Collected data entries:
※

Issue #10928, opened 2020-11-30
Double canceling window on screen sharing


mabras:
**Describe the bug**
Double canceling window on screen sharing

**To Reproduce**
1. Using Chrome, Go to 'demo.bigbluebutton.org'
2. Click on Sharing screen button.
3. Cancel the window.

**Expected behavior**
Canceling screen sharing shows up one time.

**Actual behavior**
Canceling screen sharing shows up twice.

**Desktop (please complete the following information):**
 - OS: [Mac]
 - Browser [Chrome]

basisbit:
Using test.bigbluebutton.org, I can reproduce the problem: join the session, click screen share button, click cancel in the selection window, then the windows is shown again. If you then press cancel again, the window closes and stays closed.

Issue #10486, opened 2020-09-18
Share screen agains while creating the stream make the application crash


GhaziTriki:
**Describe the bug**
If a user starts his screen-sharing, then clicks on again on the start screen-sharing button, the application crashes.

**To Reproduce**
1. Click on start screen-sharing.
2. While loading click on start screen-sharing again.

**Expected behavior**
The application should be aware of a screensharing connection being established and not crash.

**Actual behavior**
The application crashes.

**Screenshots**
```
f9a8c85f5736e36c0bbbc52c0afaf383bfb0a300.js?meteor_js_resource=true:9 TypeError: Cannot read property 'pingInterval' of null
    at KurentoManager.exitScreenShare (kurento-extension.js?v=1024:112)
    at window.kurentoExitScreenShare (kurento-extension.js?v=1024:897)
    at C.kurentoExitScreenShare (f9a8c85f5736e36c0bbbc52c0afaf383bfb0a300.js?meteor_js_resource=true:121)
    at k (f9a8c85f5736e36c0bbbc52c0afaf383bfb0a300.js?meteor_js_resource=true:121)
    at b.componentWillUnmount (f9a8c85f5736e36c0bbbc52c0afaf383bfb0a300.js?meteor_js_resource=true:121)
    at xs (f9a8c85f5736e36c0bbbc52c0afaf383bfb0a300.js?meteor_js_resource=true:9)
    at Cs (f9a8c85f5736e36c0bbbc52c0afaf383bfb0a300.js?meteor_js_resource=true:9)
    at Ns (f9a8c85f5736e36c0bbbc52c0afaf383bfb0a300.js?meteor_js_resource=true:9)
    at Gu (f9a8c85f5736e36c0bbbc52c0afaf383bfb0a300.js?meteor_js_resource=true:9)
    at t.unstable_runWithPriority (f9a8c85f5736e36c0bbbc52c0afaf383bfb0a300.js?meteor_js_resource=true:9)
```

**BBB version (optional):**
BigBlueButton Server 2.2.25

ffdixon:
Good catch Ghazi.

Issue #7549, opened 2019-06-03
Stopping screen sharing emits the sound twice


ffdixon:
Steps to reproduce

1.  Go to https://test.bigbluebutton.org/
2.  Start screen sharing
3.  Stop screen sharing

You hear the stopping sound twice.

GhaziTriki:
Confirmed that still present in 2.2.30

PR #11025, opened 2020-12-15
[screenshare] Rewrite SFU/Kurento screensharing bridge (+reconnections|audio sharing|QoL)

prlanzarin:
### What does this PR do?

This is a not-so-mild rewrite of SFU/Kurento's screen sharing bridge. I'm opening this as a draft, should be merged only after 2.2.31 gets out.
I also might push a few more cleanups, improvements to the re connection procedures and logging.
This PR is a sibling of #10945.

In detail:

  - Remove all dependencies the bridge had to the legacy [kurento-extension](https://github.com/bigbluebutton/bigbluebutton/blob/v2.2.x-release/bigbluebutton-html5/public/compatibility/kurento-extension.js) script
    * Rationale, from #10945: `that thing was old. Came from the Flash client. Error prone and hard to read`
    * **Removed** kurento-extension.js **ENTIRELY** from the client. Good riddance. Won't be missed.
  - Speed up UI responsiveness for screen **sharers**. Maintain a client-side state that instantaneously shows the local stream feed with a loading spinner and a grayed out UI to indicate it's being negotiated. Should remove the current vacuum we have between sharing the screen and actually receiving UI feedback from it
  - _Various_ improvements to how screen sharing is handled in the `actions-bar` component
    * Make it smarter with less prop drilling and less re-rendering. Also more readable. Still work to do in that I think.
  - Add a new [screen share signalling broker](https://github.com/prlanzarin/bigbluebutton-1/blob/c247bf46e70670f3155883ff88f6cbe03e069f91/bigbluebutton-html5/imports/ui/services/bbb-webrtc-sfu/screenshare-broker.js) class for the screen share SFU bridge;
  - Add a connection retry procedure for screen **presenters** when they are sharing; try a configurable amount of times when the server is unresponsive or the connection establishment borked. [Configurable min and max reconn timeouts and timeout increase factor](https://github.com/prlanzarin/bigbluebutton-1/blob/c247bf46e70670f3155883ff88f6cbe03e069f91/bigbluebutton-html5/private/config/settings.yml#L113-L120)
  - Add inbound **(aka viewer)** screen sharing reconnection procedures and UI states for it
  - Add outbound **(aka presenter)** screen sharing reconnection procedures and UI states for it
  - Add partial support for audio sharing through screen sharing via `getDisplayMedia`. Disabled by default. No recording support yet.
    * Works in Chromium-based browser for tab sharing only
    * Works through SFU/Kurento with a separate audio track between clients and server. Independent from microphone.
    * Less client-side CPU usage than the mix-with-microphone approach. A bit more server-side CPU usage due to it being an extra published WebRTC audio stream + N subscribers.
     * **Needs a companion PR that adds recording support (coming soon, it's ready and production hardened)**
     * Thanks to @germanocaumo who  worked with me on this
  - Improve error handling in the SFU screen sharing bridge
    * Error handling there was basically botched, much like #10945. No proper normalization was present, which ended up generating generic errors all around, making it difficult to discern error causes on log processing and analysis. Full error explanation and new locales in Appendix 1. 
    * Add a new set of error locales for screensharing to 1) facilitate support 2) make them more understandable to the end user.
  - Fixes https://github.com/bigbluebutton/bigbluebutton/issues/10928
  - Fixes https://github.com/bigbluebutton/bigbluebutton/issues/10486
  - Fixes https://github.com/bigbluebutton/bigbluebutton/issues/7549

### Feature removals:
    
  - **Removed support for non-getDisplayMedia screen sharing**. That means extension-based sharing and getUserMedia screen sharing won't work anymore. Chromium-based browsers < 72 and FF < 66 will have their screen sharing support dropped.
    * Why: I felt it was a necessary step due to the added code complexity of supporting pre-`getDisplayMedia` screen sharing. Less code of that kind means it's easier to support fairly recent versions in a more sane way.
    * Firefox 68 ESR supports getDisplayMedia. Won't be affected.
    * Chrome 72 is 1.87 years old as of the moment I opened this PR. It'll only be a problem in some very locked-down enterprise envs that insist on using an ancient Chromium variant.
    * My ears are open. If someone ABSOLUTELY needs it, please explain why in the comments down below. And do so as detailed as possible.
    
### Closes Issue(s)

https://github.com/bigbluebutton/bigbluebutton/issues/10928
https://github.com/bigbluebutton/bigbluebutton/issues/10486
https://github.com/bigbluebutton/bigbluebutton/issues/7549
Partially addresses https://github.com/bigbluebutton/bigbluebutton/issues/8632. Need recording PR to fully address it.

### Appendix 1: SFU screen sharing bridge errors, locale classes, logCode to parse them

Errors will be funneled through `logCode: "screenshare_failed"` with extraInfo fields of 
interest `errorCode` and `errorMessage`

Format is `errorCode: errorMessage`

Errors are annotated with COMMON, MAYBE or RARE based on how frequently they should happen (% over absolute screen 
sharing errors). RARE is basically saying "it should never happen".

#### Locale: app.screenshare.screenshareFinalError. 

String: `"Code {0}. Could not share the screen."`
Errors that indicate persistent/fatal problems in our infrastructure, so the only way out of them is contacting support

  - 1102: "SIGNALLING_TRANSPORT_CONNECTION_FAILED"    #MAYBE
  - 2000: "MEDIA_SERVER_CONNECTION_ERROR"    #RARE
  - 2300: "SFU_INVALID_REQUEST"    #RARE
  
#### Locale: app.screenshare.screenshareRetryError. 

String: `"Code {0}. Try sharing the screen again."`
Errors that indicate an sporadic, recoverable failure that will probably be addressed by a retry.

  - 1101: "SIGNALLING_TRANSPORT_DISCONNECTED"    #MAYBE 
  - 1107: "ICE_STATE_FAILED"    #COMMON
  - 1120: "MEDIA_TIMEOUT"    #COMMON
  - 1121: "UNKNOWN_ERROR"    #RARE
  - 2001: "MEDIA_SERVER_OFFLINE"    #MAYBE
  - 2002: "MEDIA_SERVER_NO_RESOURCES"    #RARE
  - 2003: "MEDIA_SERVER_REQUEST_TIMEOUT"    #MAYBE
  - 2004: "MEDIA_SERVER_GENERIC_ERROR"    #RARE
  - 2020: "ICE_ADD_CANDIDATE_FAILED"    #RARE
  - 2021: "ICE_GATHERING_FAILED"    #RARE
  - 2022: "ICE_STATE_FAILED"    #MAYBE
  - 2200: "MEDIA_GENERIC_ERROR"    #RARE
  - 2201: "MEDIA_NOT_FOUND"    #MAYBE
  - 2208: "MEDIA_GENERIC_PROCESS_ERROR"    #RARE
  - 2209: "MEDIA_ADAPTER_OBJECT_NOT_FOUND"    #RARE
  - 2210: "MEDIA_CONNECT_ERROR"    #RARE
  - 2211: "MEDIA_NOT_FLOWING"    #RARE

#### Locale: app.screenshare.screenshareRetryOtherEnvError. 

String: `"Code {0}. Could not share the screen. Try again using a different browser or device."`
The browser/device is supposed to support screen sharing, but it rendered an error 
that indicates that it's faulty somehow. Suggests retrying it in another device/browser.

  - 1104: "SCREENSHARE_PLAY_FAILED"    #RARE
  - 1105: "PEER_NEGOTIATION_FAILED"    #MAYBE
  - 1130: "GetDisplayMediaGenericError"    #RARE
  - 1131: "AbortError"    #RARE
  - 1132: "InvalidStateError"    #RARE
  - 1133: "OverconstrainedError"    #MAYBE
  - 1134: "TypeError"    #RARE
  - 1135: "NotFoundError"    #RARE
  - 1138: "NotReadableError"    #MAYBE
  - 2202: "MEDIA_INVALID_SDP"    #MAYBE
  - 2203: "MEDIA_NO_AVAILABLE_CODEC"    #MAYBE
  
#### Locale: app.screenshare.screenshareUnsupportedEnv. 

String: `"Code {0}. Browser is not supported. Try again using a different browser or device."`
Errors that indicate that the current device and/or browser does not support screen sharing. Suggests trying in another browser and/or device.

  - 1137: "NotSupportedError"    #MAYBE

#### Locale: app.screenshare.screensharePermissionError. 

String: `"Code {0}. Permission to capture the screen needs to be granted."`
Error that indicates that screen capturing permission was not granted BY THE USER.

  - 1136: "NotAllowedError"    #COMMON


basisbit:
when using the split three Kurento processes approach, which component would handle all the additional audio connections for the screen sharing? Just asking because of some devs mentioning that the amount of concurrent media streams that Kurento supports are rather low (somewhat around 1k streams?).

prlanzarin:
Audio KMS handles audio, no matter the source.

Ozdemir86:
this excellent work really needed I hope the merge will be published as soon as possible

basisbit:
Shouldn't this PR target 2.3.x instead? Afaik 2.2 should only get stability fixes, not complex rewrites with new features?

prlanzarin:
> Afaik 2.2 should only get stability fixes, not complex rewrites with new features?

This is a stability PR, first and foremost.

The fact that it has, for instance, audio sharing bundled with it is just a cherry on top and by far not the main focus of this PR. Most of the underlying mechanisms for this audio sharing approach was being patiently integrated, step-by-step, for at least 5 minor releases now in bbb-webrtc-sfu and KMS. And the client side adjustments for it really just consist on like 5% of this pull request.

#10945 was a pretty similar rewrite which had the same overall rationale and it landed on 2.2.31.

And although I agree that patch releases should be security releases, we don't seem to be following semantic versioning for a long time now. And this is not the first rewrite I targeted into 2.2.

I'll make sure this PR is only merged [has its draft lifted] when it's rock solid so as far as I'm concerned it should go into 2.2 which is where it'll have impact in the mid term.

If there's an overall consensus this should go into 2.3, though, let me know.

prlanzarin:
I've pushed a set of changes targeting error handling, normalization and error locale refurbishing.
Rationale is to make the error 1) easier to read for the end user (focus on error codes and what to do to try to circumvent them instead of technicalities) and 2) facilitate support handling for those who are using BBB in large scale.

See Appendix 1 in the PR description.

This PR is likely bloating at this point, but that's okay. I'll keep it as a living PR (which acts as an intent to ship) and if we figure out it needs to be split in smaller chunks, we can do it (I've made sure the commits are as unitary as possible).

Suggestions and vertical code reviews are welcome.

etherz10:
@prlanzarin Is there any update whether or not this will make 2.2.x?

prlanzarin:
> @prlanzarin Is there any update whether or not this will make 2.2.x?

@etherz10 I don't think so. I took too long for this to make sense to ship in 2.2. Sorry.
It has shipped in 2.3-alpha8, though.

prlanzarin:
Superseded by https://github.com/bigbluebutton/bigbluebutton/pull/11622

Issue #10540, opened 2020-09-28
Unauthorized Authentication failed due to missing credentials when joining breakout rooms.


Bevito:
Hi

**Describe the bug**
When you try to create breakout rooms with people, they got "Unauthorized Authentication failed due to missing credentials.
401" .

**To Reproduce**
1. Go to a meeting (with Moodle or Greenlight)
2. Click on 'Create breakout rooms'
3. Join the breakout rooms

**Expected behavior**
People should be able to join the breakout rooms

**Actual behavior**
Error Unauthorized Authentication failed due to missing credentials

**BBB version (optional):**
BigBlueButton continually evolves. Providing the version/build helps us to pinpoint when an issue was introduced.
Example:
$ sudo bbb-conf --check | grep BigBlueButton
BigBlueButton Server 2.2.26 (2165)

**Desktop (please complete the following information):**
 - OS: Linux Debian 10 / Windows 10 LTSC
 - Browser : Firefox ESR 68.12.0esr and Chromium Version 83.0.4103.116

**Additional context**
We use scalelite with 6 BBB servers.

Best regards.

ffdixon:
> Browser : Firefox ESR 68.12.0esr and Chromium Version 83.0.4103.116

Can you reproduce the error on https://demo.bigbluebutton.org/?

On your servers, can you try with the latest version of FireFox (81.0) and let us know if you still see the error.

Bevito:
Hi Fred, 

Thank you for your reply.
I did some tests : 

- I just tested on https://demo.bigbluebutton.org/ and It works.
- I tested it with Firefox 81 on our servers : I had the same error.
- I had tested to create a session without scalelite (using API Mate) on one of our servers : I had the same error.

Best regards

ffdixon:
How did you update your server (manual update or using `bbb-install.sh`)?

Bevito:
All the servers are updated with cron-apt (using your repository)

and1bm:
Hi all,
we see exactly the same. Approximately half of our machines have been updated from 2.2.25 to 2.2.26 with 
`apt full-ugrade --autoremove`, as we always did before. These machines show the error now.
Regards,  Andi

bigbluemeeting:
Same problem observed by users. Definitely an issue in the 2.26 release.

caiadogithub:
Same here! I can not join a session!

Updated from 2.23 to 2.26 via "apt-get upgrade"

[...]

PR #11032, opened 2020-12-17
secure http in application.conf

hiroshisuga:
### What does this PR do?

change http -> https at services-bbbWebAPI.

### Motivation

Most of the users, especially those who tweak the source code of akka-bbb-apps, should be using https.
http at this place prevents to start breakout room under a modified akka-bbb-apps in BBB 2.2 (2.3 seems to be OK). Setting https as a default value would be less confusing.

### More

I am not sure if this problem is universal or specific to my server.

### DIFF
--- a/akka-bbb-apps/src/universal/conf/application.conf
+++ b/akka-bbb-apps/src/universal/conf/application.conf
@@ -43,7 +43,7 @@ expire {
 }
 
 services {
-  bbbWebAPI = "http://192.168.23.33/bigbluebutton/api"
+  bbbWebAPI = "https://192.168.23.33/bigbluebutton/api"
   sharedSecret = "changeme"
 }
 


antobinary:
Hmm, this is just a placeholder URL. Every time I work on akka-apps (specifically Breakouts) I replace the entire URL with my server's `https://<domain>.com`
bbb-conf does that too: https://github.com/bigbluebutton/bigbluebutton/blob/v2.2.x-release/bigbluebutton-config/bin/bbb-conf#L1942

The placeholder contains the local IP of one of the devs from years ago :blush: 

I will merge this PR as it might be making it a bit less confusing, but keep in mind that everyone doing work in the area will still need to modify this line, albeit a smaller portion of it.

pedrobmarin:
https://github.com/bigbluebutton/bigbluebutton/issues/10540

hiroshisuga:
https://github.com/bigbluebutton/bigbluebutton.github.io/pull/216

※

■ Task prompt: Your answer should consist solely of the lines above from the line with "Audio KMS handles" to the line with "This is a stability PR, first and foremost.", both included, reproduced exactly.

■ Solution to this task:
Audio KMS handles audio, no matter the source.

Ozdemir86:
this excellent work really needed I hope the merge will be published as soon as possible

basisbit:
Shouldn't this PR target 2.3.x instead? Afaik 2.2 should only get stability fixes, not complex rewrites with new features?

prlanzarin:
> Afaik 2.2 should only get stability fixes, not complex rewrites with new features?

This is a stability PR, first and foremost.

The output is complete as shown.